Goal of the exercise: Consider the material that follows. How many of its lines contain "match"? Reply with the number alone.

Provided information:
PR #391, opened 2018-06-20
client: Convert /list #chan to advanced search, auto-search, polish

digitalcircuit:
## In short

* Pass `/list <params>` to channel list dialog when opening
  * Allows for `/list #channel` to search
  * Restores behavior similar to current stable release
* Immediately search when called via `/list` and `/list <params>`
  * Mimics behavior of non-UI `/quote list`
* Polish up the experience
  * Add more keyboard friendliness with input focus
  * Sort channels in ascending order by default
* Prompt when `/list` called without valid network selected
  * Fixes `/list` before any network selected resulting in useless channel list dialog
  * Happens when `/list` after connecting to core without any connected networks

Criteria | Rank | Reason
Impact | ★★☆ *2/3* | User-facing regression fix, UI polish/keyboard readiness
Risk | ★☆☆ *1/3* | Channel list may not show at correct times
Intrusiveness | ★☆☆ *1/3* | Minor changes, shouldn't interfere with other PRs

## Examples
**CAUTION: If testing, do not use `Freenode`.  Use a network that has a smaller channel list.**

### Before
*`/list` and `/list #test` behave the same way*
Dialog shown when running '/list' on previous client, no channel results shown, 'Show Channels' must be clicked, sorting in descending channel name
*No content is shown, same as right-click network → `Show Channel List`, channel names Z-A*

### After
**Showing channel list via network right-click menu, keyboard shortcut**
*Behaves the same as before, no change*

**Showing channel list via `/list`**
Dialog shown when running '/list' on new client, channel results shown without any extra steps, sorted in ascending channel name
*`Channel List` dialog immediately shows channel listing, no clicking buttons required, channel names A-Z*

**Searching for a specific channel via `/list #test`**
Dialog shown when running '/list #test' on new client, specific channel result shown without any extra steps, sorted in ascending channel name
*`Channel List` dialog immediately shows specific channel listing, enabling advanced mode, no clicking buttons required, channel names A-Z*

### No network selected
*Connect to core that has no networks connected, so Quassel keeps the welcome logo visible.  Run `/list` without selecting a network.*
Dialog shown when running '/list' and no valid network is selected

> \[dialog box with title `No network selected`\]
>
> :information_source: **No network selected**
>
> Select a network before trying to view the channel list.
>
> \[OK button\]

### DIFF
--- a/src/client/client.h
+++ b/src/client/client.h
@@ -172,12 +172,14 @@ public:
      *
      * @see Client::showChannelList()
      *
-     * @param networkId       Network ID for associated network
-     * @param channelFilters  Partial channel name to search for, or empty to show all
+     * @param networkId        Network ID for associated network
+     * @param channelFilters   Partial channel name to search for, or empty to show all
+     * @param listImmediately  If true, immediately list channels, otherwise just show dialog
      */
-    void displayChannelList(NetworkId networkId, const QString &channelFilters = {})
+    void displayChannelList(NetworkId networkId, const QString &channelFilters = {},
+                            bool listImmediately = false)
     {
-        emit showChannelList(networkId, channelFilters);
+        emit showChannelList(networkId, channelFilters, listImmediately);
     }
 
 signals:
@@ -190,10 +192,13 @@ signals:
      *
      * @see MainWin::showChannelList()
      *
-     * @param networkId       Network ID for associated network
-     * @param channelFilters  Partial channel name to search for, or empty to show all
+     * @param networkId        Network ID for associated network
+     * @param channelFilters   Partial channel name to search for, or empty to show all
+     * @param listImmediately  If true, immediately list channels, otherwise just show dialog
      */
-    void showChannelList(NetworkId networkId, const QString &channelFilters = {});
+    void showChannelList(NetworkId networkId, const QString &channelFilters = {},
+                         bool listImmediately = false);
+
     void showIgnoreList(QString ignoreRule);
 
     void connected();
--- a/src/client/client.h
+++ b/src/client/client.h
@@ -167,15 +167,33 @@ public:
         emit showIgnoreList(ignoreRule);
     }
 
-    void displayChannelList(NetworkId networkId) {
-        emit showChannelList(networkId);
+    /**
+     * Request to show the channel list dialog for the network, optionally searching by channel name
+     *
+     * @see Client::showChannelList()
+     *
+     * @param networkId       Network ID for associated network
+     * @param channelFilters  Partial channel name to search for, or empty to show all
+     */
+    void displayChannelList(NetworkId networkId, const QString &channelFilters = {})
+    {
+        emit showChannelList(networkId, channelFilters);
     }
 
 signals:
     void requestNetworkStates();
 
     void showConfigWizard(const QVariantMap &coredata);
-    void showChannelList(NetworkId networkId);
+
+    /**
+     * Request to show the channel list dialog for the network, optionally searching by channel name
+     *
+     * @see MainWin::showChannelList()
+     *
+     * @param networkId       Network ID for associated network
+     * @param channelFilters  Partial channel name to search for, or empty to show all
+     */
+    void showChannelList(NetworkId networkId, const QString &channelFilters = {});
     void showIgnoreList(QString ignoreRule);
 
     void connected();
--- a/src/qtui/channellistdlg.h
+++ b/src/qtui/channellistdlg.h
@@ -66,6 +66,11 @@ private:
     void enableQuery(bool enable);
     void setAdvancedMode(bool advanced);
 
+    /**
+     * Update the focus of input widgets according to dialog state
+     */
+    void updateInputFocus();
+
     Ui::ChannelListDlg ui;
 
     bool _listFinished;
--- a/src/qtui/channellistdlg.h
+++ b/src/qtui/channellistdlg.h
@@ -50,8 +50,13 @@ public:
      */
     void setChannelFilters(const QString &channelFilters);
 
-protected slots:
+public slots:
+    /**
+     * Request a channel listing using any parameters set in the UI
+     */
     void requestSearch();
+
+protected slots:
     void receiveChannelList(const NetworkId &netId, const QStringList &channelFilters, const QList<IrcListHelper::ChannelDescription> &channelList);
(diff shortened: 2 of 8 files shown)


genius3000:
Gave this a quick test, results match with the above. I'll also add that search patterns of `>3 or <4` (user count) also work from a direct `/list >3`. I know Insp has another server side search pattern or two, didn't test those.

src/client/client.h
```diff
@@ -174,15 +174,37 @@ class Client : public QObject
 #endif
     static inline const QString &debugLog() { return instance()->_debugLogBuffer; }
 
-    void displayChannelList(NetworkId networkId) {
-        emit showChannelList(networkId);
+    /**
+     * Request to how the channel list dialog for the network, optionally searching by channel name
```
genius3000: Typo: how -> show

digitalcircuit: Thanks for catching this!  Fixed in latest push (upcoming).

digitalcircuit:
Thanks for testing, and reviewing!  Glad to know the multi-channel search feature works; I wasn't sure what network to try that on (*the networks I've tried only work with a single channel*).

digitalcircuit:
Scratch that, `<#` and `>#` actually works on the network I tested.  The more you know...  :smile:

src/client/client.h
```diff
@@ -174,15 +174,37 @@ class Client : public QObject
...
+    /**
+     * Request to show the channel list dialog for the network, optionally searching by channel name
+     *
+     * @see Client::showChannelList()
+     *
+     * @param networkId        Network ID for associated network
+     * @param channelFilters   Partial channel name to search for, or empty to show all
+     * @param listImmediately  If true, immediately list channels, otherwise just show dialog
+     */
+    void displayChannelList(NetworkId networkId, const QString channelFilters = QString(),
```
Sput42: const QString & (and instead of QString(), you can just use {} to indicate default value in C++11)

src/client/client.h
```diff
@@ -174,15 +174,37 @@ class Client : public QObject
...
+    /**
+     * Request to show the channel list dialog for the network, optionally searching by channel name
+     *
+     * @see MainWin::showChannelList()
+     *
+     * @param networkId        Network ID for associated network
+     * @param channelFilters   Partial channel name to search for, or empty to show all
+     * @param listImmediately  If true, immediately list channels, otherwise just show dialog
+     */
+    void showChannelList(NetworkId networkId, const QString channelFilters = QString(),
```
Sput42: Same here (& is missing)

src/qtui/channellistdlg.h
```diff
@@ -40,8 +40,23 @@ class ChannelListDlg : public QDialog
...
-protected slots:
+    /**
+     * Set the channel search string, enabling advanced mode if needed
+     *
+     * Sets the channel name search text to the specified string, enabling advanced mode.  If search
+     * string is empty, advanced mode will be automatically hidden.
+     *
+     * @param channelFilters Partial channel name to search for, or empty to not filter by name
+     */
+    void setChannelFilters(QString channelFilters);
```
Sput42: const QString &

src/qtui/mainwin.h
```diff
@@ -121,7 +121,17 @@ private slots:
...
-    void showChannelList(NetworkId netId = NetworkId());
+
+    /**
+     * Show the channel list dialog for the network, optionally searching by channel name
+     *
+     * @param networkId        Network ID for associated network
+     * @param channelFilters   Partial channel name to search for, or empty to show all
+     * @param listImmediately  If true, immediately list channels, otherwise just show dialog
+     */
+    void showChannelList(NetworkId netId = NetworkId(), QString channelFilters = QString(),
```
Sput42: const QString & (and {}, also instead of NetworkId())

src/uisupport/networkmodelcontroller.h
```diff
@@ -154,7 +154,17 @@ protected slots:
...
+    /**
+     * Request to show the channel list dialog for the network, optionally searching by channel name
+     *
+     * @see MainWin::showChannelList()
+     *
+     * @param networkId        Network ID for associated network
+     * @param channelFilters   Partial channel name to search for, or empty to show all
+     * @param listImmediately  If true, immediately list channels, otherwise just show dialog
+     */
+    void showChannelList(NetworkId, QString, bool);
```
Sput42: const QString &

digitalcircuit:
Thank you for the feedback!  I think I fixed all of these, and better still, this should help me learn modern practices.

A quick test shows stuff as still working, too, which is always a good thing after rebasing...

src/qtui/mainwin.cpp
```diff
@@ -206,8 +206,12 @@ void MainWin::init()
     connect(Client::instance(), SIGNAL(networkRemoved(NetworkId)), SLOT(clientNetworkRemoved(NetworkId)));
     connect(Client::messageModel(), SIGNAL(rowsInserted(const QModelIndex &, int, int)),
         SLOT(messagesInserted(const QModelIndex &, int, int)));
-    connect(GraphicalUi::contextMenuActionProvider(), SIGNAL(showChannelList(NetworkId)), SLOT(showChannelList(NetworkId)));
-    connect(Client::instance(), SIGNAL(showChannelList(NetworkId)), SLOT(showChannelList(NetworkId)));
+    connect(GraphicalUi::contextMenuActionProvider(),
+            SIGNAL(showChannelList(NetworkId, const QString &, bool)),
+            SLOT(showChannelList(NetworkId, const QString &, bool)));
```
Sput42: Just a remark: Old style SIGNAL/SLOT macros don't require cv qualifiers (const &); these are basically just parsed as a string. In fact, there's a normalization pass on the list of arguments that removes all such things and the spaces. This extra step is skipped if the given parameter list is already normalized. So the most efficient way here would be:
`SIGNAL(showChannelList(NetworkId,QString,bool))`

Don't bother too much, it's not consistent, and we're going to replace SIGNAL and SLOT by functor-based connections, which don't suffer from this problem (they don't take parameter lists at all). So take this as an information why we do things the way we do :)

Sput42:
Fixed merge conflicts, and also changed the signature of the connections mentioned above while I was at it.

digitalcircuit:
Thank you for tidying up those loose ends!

---

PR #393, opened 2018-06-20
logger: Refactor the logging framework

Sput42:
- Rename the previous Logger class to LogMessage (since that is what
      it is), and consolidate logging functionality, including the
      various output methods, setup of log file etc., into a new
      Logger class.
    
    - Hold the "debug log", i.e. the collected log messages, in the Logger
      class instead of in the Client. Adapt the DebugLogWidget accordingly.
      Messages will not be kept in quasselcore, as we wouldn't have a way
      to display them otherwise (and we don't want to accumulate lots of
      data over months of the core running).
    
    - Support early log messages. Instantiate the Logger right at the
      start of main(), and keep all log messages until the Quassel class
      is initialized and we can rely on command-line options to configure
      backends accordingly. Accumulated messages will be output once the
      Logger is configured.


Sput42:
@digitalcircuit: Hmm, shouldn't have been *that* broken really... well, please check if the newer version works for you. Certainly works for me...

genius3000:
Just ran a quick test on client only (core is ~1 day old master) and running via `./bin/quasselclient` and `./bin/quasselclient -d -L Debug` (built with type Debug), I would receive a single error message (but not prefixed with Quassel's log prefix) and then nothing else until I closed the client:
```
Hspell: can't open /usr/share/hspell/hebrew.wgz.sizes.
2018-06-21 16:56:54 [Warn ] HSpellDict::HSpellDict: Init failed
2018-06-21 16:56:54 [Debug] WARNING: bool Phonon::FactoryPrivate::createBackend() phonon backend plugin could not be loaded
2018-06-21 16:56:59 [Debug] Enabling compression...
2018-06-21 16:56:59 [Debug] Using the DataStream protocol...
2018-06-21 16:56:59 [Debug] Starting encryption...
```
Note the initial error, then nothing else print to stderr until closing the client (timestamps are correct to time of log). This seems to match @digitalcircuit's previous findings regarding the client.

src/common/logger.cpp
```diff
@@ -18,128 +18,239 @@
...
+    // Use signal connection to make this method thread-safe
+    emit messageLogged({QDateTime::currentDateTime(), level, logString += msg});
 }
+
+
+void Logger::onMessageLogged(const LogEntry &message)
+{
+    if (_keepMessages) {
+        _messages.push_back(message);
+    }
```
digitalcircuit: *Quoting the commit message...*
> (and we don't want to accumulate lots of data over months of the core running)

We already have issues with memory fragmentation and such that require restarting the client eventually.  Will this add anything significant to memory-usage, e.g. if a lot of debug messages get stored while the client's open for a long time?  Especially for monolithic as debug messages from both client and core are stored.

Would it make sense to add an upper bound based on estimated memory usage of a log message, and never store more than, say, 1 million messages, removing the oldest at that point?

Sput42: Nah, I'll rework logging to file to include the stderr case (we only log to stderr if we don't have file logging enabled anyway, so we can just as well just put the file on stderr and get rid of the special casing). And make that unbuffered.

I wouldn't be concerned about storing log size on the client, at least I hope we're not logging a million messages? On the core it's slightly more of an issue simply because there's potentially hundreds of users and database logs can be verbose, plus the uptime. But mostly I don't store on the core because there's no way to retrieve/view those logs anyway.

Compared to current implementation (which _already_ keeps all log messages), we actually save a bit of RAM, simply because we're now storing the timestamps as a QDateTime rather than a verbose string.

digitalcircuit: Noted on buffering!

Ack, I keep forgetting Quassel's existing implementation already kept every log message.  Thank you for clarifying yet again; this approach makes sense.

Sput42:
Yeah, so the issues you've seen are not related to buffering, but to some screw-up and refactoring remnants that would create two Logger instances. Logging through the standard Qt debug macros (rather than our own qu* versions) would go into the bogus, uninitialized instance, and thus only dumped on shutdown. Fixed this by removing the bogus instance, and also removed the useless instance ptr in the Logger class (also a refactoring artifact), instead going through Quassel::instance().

Exercise solution: 2